The problem is not that Perry hasn’t done her homework; she gives the reader a real feel for the sights, sounds and smells of Constantinople in the time of the Crusades, as well as tastes of Venice, Rome, Sicily and Jerusalem. The problem is that her heroine is never completely realized, surrounded by repetition and baroque overwriting in almost every other area:
“Sheen” at first feels like a mystery. Anna Lascaris Zarides, a physician, comes to Constantinople to prove that her twin brother Justinian was innocent of a murder. Disguised as Anastasius, a eunuch, Anna has the freedom to treat men and women from the poorest to the noblest ranks and to ask endless questions about Justinian and his friends.
She does it within the historic context of a period when European ambitions pressed against the old Eastern Roman Empire from the West, the rising power of Islam created tensions from the East, and Christians everywhere squabbled over theology.
There is a lot of talk in “Sheen” about the “Filioque” clause in the Nicene Creed, one of the foundational statements of belief in traditional Christianity. “Filioque” refers to the source of the Holy Spirit and means “and of the Son.”
The Western Church inserted the clause into the Creed unilaterally in 589 at the Third Council of Toledo.
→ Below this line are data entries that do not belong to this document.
PR #10193, opened 2024-10-09
KRT for GG

lgadban:
# Description

## Docs changes

# Context

## Notes for reviewers

# Checklist:


projects/gateway2/proxy_syncer/proxy_syncer.go
```diff
@@ -78,94 +124,271 @@ var kubeGatewayProxyLabels = map[string]string{
...
+	xdsCache envoycache.SnapshotCache,
+	settings *gloov1.Settings,
+	syncerExtensions []syncer.TranslatorSyncerExtension,
+	legacySecretClient gloov1.SecretClient,
+	glooReporter reporter.StatusReporter,
 ) *ProxySyncer {
+	restCfg := kube.NewClientConfigForRestConfig(mgr.GetConfig())
+	client, err := kube.NewClient(restCfg, "")
+	if err != nil {
+		// TODO move this init somewhere we can handle the err
```
yuval-k, line 143: note: i plan to move this in one of my follow-up PR, as i need it earlier

projects/gateway2/controller/start.go
```diff
@@ -127,8 +130,14 @@ func Start(ctx context.Context, cfg StartConfig) error {
 		mgr,
 		k8sGwExtensions,
 		cfg.ProxyClient,
-		cfg.QueueStatusForProxies,
+		cfg.Translator,
+		cfg.Opts.ControlPlane.SnapshotCache,
+		cfg.Opts.Settings,
+		cfg.SyncerExtensions,
+		cfg.SecretClient,
+		cfg.StatusReporter,
```
jenshu, line 138: should we just pass in the whole `cfg` object?

projects/gateway2/examples/example-https-gw-and-route-with-attached-options.yaml
```diff
@@ -0,0 +1,114 @@
+kind: Gateway
```
jenshu, line 1: can all these examples be moved to kubernetes/e2e tests?

projects/gateway2/proxy_syncer/proxy_syncer.go
```diff
@@ -39,12 +77,20 @@ type ProxySyncer struct {
 	k8sGwExtensions extensions.K8sGatewayExtensions
 
 	// proxyReconciler wraps the client that writes Proxy resources into an in-memory cache
-	// This cache is utilized by the debug.ProxyEndpointServer
-	proxyReconciler gloo_solo_io.ProxyReconciler
+	// This cache is utilized by RateLimit and the debug.ProxyEndpointServer
+	proxyReconciler gloov1.ProxyReconciler
+
+	proxyTranslator ProxyTranslator
+	istioClient     kube.Client
```
jenshu, line 84: does this mean GG cannot be installed without istio now?

projects/gloo/pkg/syncer/envoy_translator_syncer.go
```diff
@@ -74,19 +75,30 @@ func measureResource(ctx context.Context, resource string, length int) {
...
 
-	s.snapshotHistory.SetApiSnapshot(snap)
-	s.latestSnap = snap
+	// filter out Kube Gateway proxies
+	var (
+		edgeProxies v1.ProxyList
+		kubeProxies v1.ProxyList
+	)
+	for _, proxy := range snap.Proxies {
+		if proxy.GetMetadata().GetLabels()[utils.ProxyTypeKey] == utils.GlooEdgeProxyValue {
```
jenshu, line 90: nit: can use this func https://github.com/solo-io/gloo/blob/5cf76a9eabac70c655b8fdf8ffaf905ad269724d/projects/gloo/pkg/utils/translators.go#L46

projects/gloo/pkg/syncer/envoy_translator_syncer.go
```diff
@@ -151,7 +167,7 @@ func (s *translatorSyncer) syncEnvoy(ctx context.Context, snap *v1snap.ApiSnapsh
 
 		sanitizedSnapshot := s.sanitizer.SanitizeSnapshot(ctx, snap, xdsSnapshot, reports)
 		// if the snapshot is not consistent, make it so
-		xdsSnapshot.MakeConsistent()
+		sanitizedSnapshot.MakeConsistent()
```
jenshu, line 170: ahh - good catch. do you know if this was causing any bugs?

projects/gloo/pkg/syncer/envoy_translator_syncer.go
```diff
@@ -74,19 +75,30 @@ func measureResource(ctx context.Context, resource string, length int) {
...
+	var (
+		edgeProxies v1.ProxyList
+		kubeProxies v1.ProxyList
+	)
+	for _, proxy := range snap.Proxies {
+		if proxy.GetMetadata().GetLabels()[utils.ProxyTypeKey] == utils.GlooEdgeProxyValue {
+			edgeProxies = append(edgeProxies, proxy)
+		} else if proxy.GetMetadata().GetLabels()[utils.ProxyTypeKey] == utils.GatewayApiProxyValue {
+			kubeProxies = append(kubeProxies, proxy)
+		}
```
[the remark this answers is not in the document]
jenshu: we technically have other proxy types too (knative, ingress) so it's good to do the explicit check

projects/gateway2/proxy_syncer/proxy_syncer.go
yuval-k: no, this just uses istio as a library

projects/gateway2/proxy_syncer/proxy_syncer.go
```diff
@@ -78,94 +124,271 @@ var kubeGatewayProxyLabels = map[string]string{
...
-			return
+	kubeUpstreams, kubeUsClient := setupCollectionDynamic[glookubev1.Upstream](
+		ctx,
+		s.istioClient,
+		glookubev1.SchemeGroupVersion.WithResource("upstreams"),
+		krt.WithName("KubeUpstreams"),
+	)
+
+	// helper collection to map from the kube Upstream type to the gloov1.Upstream wrapper
+	glooUpstreams := krt.NewCollection(kubeUpstreams, func(kctx krt.HandlerContext, u *glookubev1.Upstream) **upstream {
```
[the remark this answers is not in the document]
lgadban: This was done to work around the generic types in the transformation functions, see: https://github.com/istio/istio/blob/51903838fc216411efd9ad147ed3cfe0c6e258e9/pkg/kube/krt/core.go#L144-L145
i.e. if a single-pointer type is returned here, the collection is effectively `glooUpstreams krt.Collection[upstream]`

I am exploring if there is a simple way to get this to work without the double pointer

cc @stevenctl

projects/gloo/pkg/syncer/envoy_translator_syncer.go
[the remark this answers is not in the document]
yuval-k: makes sense; but how should we handle the "else" block then? should we cover all types here?

projects/gateway2/proxy_syncer/proxy_syncer.go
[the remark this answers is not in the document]
yuval-k: yes, you will get a  `krt.Collection[upstream]`. is that a problem? i think it will work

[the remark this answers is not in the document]
lgadban: fixed via dc4b2dbf8975b8be8ca0b2f98aaad08cb08ee6ba

projects/gateway2/controller/controller.go
```diff
@@ -334,6 +336,28 @@ func (c *controllerBuilder) watchDirectResponses(_ context.Context) error {
 		Complete(reconcile.Func(c.reconciler.ReconcileDirectResponses))
 }
 
+func (c *controllerBuilder) watchPods(ctx context.Context) error {
+	err := ctrl.NewControllerManagedBy(c.cfg.Mgr).
+		// WithEventFilter(predicate.GenerationChangedPredicate{}).
```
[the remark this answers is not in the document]
lgadban: pods and endpoints actually don't have generation metadata; this was commented out as it was a c/p from the other controllers

removing entirely in a follow up

projects/gateway2/controller/controller.go
```diff
@@ -334,6 +336,28 @@ func (c *controllerBuilder) watchDirectResponses(_ context.Context) error {
...
+		Complete(reconcile.Func(c.reconciler.ReconcilePods))
+	if err != nil {
+		return err
+	}
+	return nil
+}
+
+func (c *controllerBuilder) watchEndpoints(ctx context.Context) error {
+	err := ctrl.NewControllerManagedBy(c.cfg.Mgr).
+		// WithEventFilter(predicate.GenerationChangedPredicate{}).
```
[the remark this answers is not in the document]
lgadban: see comment above

projects/gateway2/proxy_syncer/proxy_syncer.go
```diff
@@ -78,94 +124,271 @@ var kubeGatewayProxyLabels = map[string]string{
...
+
+func (ep *glooEndpoint) Equals(in *glooEndpoint) bool {
+	return proto.Equal(ep, in)
+}
+
+func (ep *glooEndpoint) ResourceName() string {
+	return ep.Metadata.GetName() + "/" + ep.Metadata.GetNamespace()
+}
+
+var _ krt.ResourceNamer = &upstream{}
```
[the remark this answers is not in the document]
lgadban: fixed via dc4b2dbf8975b8be8ca0b2f98aaad08cb08ee6ba

projects/gloo/pkg/syncer/envoy_translator_syncer.go
lgadban: no bugs to my knowledge as the snapshot always seems to be created in consistent order but I still think it's worth fixing for correctness

projects/gateway2/proxy_syncer/proxy_syncer.go
```diff
@@ -78,94 +124,271 @@ var kubeGatewayProxyLabels = map[string]string{
...
+	kubeUpstreams, kubeUsClient := setupCollectionDynamic[glookubev1.Upstream](
+		ctx,
+		s.istioClient,
+		glookubev1.SchemeGroupVersion.WithResource("upstreams"),
+		krt.WithName("KubeUpstreams"),
+	)
+
+	// helper collection to map from the kube Upstream type to the gloov1.Upstream wrapper
+	glooUpstreams := krt.NewCollection(kubeUpstreams, func(kctx krt.HandlerContext, u *glookubev1.Upstream) **upstream {
+		// TODO: not cloning, this is already a copy from the underlying cache, right?!
```
howardjohn, line 295: Is there? I don't think there is in the typical istio flow.. maybe from something we are doing in gloo

projects/gateway2/proxy_syncer/proxy_syncer.go
```diff
@@ -78,94 +124,271 @@ var kubeGatewayProxyLabels = map[string]string{
...
-		applyPostTranslationPlugins(ctx, pluginRegistry, &gwplugins.PostTranslationContext{
-			TranslatedGateways: translatedGateways,
-		})
+		// TODO: handle garbage collection on status plugins
+		var proxiesWithReports []translatorutils.ProxyWithReports
+		proxiesWithReports = append(proxiesWithReports, snap.proxyWithReport)
+		applyStatusPlugins(ctx, proxiesWithReports, snap.pluginRegistry)
+	})
+
+	go s.istioClient.RunAndWait(ctx.Done())
```
howardjohn, line 373: I don't think you need to `go` this. Given you block on sync on L375 anyways

projects/gateway2/proxy_syncer/proxy_syncer.go
```diff
@@ -78,94 +124,271 @@ var kubeGatewayProxyLabels = map[string]string{
...
+
+	s.istioClient.WaitForCacheSync(
```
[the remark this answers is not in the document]
howardjohn: No but probably you need to check the KRT collections have synced. Istio example: https://github.com/istio/istio/blob/915ac2bf05dbc7a08ae61a8bc39fcd6ea1f3d11a/pilot/pkg/serviceregistry/kube/controller/ambient/ambientindex.go#L531-L536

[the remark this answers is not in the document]
howardjohn: Actually its plausible you might want to depending on the event handlers. Else you will get some incomplete state pushed to handlers. Istio's handle this ok, so they do `Register; Run; Wait`.

Actually thinking about this more, I am not so sure this is true in Istio :thinking:

projects/gateway2/proxy_syncer/proxy_syncer.go
```diff
@@ -174,10 +397,244 @@ func (s *ProxySyncer) Start(ctx context.Context) error {
...
-			secretsWarmed = true
-			resyncProxies()
+			proxyTrigger.TriggerRecomputation()
+		}
+	}
+}
+
+// ripped from: projects/gloo/pkg/plugins/kubernetes/eds.go#newEndpointsWatcher(...)
+func buildEndpoints(
+	ctx context.Context,
```
howardjohn, line 409: use of context.Context is a code smell. Because it usually implies a deadline, which implies IO, which violates KRT.

This is only used for kubernetes.FilterEndpoints which ignores the ctx input anyways so its not wrong, just a red flag I guess. Maybe could be more clear by dropping it here, passing Background() to FilterEndpoints, and mention its unused?

howardjohn: ~This IS actually violated in `inMemUpstreams` though, which calls `ServiceToUpstream` which calls Create though~ actually it appears the naming there is just confusing. The usage of `ctx` there is for extracting Settings

projects/gateway2/proxy_syncer/proxy_syncer.go
```diff
@@ -174,10 +397,244 @@ func (s *ProxySyncer) Start(ctx context.Context) error {
...
+	rm := reports.NewReportMap()
+	r := reports.NewReporter(&rm)
+
+	var translatedGateways []gwplugins.TranslatedGateway
+	gatewayTranslator := s.k8sGwExtensions.GetTranslator(ctx, gw, pluginRegistry)
+	if gatewayTranslator == nil {
+		contextutils.LoggerFrom(ctx).Errorf("no translator found for Gateway %s (gatewayClass %s)", gw.Name, gw.Spec.GatewayClassName)
+		return nil
+	}
+	proxy := gatewayTranslator.TranslateProxy(ctx, gw, s.writeNamespace, r)
```
howardjohn, line 468: TranslateProxy calls GetRoutesForGateway which hits the API server (probably actually informer cache, but the point still remains). This is outside of the krt.Fetch which means it will miss changes.

This could be fine IFF `proxyTrigger.MarkDependant` is always called when a change is needed?

projects/gateway2/proxy_syncer/kube_gw_translator_syncer.go
```diff
@@ -0,0 +1,169 @@
...
+	if ctxWithTags, err := tag.New(ctx, tag.Insert(resourceNameKey, resource)); err == nil {
+		stats.Record(ctxWithTags, envoySnapshotOut.M(int64(length)))
+	}
+}
+
+// buildXdsSnapshot will translate from a gloov1.Proxy to xdsSnapshot using the supplied api snapshot.
+// This method also merges in reports from extension syncing. Note that extensions are NOT actually synced,
+// as use a NoOp snapshot when running the extension syncers; we only care about getting extensions errors and warnings
+// related to the Proxy being processed.
+// The actual syncing of the extension server's AND the status of the extension resources is handled by the legacy syncer.
```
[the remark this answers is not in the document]
lgadban: The only duplicate work being done in here is the extension processing which will also happen in the legacy syncer.
Example flow:
- kube `Gateway` changes so a kube gw gloov1.Proxy needs to be translated and synced
- the resulting gloov1.Proxy for it will be translated to xds here, and NoOp extension syncing will run so we can get correct reports
- the Proxy will be reconciled to the in-memory Proxy client
- legacy syncer will run but will not do anything with this gloov1.Proxy because it is filtered out
- extension syncers will run with this gloov1.Proxy in its snapshot (this is technically the duplicate work)
  - actual xds syncing of extension xds clients will happen
  - status reports for the extension resources will be written

So there's really limited duplication and it is unfortunately necessary, at least for now.

>can we replace the legacy one completely?
In theory we could, but this would mean basically converting to this new KRT-based model for the Edge APIs, which seems like a massive risk to destabalize/regress on a known-working component. Maybe eventually we will be willing to take this on.

I'm updating the commentary here to be more clear on what is happening.

projects/gateway2/examples/example-https-gw-and-route-with-attached-options.yaml
lgadban: yeah they probably can; at least for this PR I won't add a new one

projects/gloo/pkg/syncer/envoy_translator_syncer.go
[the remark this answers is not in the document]
lgadban: took a look, the other proxy types have their own 'gateway pod' equivalent still (e.g. https://github.com/solo-io/gloo/blob/law/xds-syncer-krt/projects/ingress/pkg/translator/translator_syncer.go#L99-L105) that will reconcile Proxies somewhere and expect `gloo` to handle it, so this syncer technically needs to handle these other proxy types.

Side note, the old non-gateway types reconcile to etcd still (https://github.com/solo-io/gloo/blob/law/xds-syncer-krt/projects/ingress/pkg/setup/setup_syncer.go#L67-L70) so we will break them once we finally deprecate Proxies in etcd (unless we update them to use the in-memory client)

Lastly, this code was clumsy and leftover from before I even explored KRT.

tl;dr -- I will filter out kube proxies only and leave all other proxies to be handled normally

projects/gateway2/proxy_syncer/proxy_syncer.go
lgadban: >Maybe could be more clear by dropping it here, passing Background() to FilterEndpoints, and mention its unused?

Yeah great catch, will update!

lgadban: >This IS actually violated in inMemUpstreams though, which calls ServiceToUpstream which calls Create though actually it appears the naming there is just confusing. The usage of ctx there is for extracting Settings

Correct; that is some legacy code as well that I'm not sure we want to take on refactoring, at least not right now

projects/gateway2/proxy_syncer/proxy_syncer.go
lgadban: Thanks for flagging this, I was admittedly confused about this myself.
I _think_ at one point I tried this and I was blocked indefinitely, but looking at the impl I don't see how that could be the case.
Will update this

projects/gateway2/proxy_syncer/proxy_syncer.go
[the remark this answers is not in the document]
lgadban: >No but probably you need to check the KRT collections have synced

This definitely seems like a current gap so I am going to add the collection's HasSynced to this Wait(...) --
LMK if that doesn't seems reasonable.

w.r.t. to
>do we want to move the call to register after the wait for cache?

It seems like there's very little benefit to not doing this, so I'll make this change as well.

Thanks!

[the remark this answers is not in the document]
lgadban: updated in 9eec3e22150587729c7ee56b3c994d84d2c63dd7

Note that I no longer wait for any of the informers but now wait for every single krt collection, rather than just the "final" collection; I'm not sure if it is overkill or if we can just wait for the derived collections?

projects/gateway2/proxy_syncer/proxy_syncer.go
```diff
@@ -75,109 +103,531 @@ var kubeGatewayProxyLabels = map[string]string{
...
+		Proxy: proxy.proxy,
+		Reports: translatorutils.TranslationReports{
+			ProxyReport:     proxyReport,
+			ResourceReports: r,
+		},
+	}
+	envoySnap, ok := xdsSnapshot.(*xds.EnvoySnapshot)
+	if !ok {
+		// fixme
+	}
```
yuval-k, line 578: we can probably remove the `, ok` part so it panics here

projects/gloo/pkg/syncer/envoy_translator_syncer.go
nfuden: i thought we explicitly did this so that our length reports were good but that we dont send empty info to envoy?

test/kubernetes/e2e/features/virtualhost_options/vhost_opt_suite.go
```diff
@@ -285,6 +286,8 @@ func (s *testingSuite) TestOptionsMerge() {
 		defaults.KubeGatewayReporter,
 	)
 
+	time.Sleep(time.Second * 5)
```
nfuden, line 289:
```suggestion

```

projects/gateway2/proxy_syncer/proxy_syncer.go
```diff
@@ -75,109 +103,531 @@ var kubeGatewayProxyLabels = map[string]string{
...
 		}
+		return uss
+	}, krt.WithName("InMemoryUpstreams"))
+
+	finalUpstreams := krt.JoinCollection([]krt.Collection[upstream]{glooUpstreams, inMemUpstreams})
 
-		pluginRegistry := s.k8sGwExtensions.CreatePluginRegistry(ctx)
-		rm := reports.NewReportMap()
-		r := reports.NewReporter(&rm)
+	podClient := kclient.New[*corev1.Pod](s.istioClient)
```
stevenctl, line 298:
```suggestion
	podClient := kclient.NewFiltered[*corev1.Pod](s.istioClient, kclient.Filter{
		ObjectTransform: kube.StripPodUnusedFields,
	})
```

This gets rid of ManagedFields which is large and almost definitely unused

projects/gateway2/proxy_syncer/proxy_syncer.go
```diff
@@ -75,109 +103,531 @@ var kubeGatewayProxyLabels = map[string]string{
...
-			duration := stopwatch.Stop(ctx)
-			contextutils.LoggerFrom(ctx).Debugf("translated and wrote %d proxies in %s", len(proxies), duration.String())
-		}()
 
-		var gwl gwv1.GatewayList
-		err := s.mgr.GetClient().List(ctx, &gwl)
-		if err != nil {
-			// This should never happen, try again?
-			return
+	kubeUpstreams := setupCollectionDynamic[glookubev1.Upstream](
```
stevenctl, line 266: nit: the name to me indicates `Upstream_Kube` when it means the k8s resource. Would just `upstreams` be ok? Or `rawUpstreams` maybe?

projects/gateway2/proxy_syncer/proxy_syncer.go
stevenctl: I think that's the case

projects/gateway2/proxy_syncer/proxy_syncer.go
```diff
@@ -75,109 +103,531 @@ var kubeGatewayProxyLabels = map[string]string{
...
+		// the FilterEndpoints(...) call is being removed in a follow-up so we don't need to mess with it
+		context.Background(),
+		"gloo-system",
+		keps,
+		svcs,
+		pods,
+		upstreamSpecs,
+	)
+	if len(warns) > 0 || len(errs) > 0 {
+		// FIXME
```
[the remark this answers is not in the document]
stevenctl: https://github.com/solo-io/gloo/blob/main/projects/gloo/pkg/discovery/discovery.go#L208

projects/gloo/pkg/syncer/envoy_translator_syncer.go
lgadban: I'm not sure -- since there's uncertainty I'm going to back this change out as I don't want to hold this PR up

projects/gateway2/proxy_syncer/kube_gw_translator_syncer.go
```diff
@@ -0,0 +1,168 @@
...
+) (cache.Snapshot, reporter.ResourceReports, *validation.ProxyReport) {
+	ctx = contextutils.WithLogger(ctx, "kube-gateway-xds-snapshot")
+	logger := contextutils.LoggerFrom(ctx)
+	snapHash := hashutils.MustHash(snap)
+	metaKey := xds.SnapshotCacheKey(proxy)
+	logger.Infof("build xds snapshot for proxy %v (%v upstreams, %v endpoints, %v secrets, %v artifacts, %v auth configs, %v rate limit configs)",
+		metaKey, len(snap.Upstreams), len(snap.Endpoints), len(snap.Secrets), len(snap.Artifacts), len(snap.AuthConfigs), len(snap.Ratelimitconfigs))
+	defer logger.Infof("end sync %v", snapHash)
+
+	proxyCtx := ctx
```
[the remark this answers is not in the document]
lgadban: this is a copy/paste from the edge syncer: https://github.com/solo-io/gloo/blob/law/xds-syncer-krt/projects/gloo/pkg/syncer/envoy_translator_syncer.go#L146-L150

projects/gateway2/proxy_syncer/proxy_syncer.go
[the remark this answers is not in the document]
lgadban: also for ref: https://github.com/solo-io/gloo/blob/main/projects/gloo/pkg/plugins/kubernetes/eds.go#L212-L223

test/kubernetes/e2e/features/virtualhost_options/vhost_opt_suite.go
lgadban: this was a dangling change for locally running e2e tests, thanks!

however, i do think this a potentially (very) flaky test setup so we may need to add a proper wait here eventually

projects/gateway2/proxy_syncer/kube_gw_translator_syncer.go
```diff
@@ -0,0 +1,168 @@
...
+// This method returns the generated xdsSnapshot along with a combined report of proxy->xds translation and extension processing on the Proxy.
+// NOTE: Extensions are NOT actually synced here as use a NoOp snapshot when running the extension syncers.
+// The actual syncing of the extensions and the status of the extension resources (e.g. AuthConfigs, RLCs) is still handled by the legacy syncer.
+func (s *ProxyTranslator) buildXdsSnapshot(
+	ctx context.Context,
+	proxy *v1.Proxy,
+	snap *v1snap.ApiSnapshot,
+) (cache.Snapshot, reporter.ResourceReports, *validation.ProxyReport) {
+	ctx = contextutils.WithLogger(ctx, "kube-gateway-xds-snapshot")
+	logger := contextutils.LoggerFrom(ctx)
```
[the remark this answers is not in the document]
lgadban: good idea, thanks!

projects/gateway2/proxy_syncer/kube_gw_translator_syncer.go
```diff
@@ -0,0 +1,168 @@
...
+	snapHash := hashutils.MustHash(snap)
+	metaKey := xds.SnapshotCacheKey(proxy)
+	logger.Infof("build xds snapshot for proxy %v (%v upstreams, %v endpoints, %v secrets, %v artifacts, %v auth configs, %v rate limit configs)",
```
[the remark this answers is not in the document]
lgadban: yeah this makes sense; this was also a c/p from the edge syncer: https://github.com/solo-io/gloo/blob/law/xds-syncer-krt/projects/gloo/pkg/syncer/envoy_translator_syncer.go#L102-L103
PR #10205, opened 2024-10-11
aws_sts_cluster static cluster config for kubernetes gateway api [old]

jenshu:
# Description

As part of supporting [AWS Lambda with EKS ServiceAccounts](https://docs.solo.io/gloo-edge/latest/guides/traffic_management/destination_types/aws_lambda/eks-service-accounts/) with the Kubernetes Gateway API, new fields `spec.kube.aws.enableServiceAccountCredentials` and `spec.kube.aws.stsCredentialsRegion` have been added to the GatewayParameters API. These values can also be set on the default GatewayParameters during install/upgrade using the existing Helm values `settings.aws.enableServiceAccountCredentials` and `settings.aws.stsCredentialsRegion`.

When `enableServiceAccountCredentials` is set, a `aws_sts_cluster` cluster will automatically be added to dynamically provisioned proxies, so that Envoy can reach AWS to assume the role needed to access Lambdas. `stsCredentialsRegion` can be used to specify the AWS STS endpoint (will default to the global endpoint `sts.amazonaws.com`)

The Orthodox Churches rejected that, insisting the Spirit came from the Father, period.
And if the paragraph above made your eyes glaze over, just wait.
The Eastern Orthodox and Latin branches of the Christian Church formally excommunicated one another over the Filioque in the ninth century. In “Sheen,” it’s a huge issue, as rule-bound Romans try to make freer Orthodox convert en masse.
A huge cast includes some historic figures (the Byzantine Emperor Michael VIII Palaeologus) and others who are fictional. Most of them are explored in far too much detail. Many of them prove forgettable as the story line stretches out over more than a decade, sagging in the process.
Exploring the role of eunuchs, ubiquitous in the Byzantine Empire, is an original and worthwhile angle. Perry has fun with the gleefully wicked-yet-pious Zoe Chrysaphes, a figure who’s reminiscent of Livia in “I, Claudius,” and creates an engaging half-Venetian, half-Byzantine sailor in Giuliano Dandolo.
But the mystery, as well as the guilty secret Anna carries, lose their interest about halfway into this too-big book. It would be a better, less-Byzantine story with fewer characters and more character development.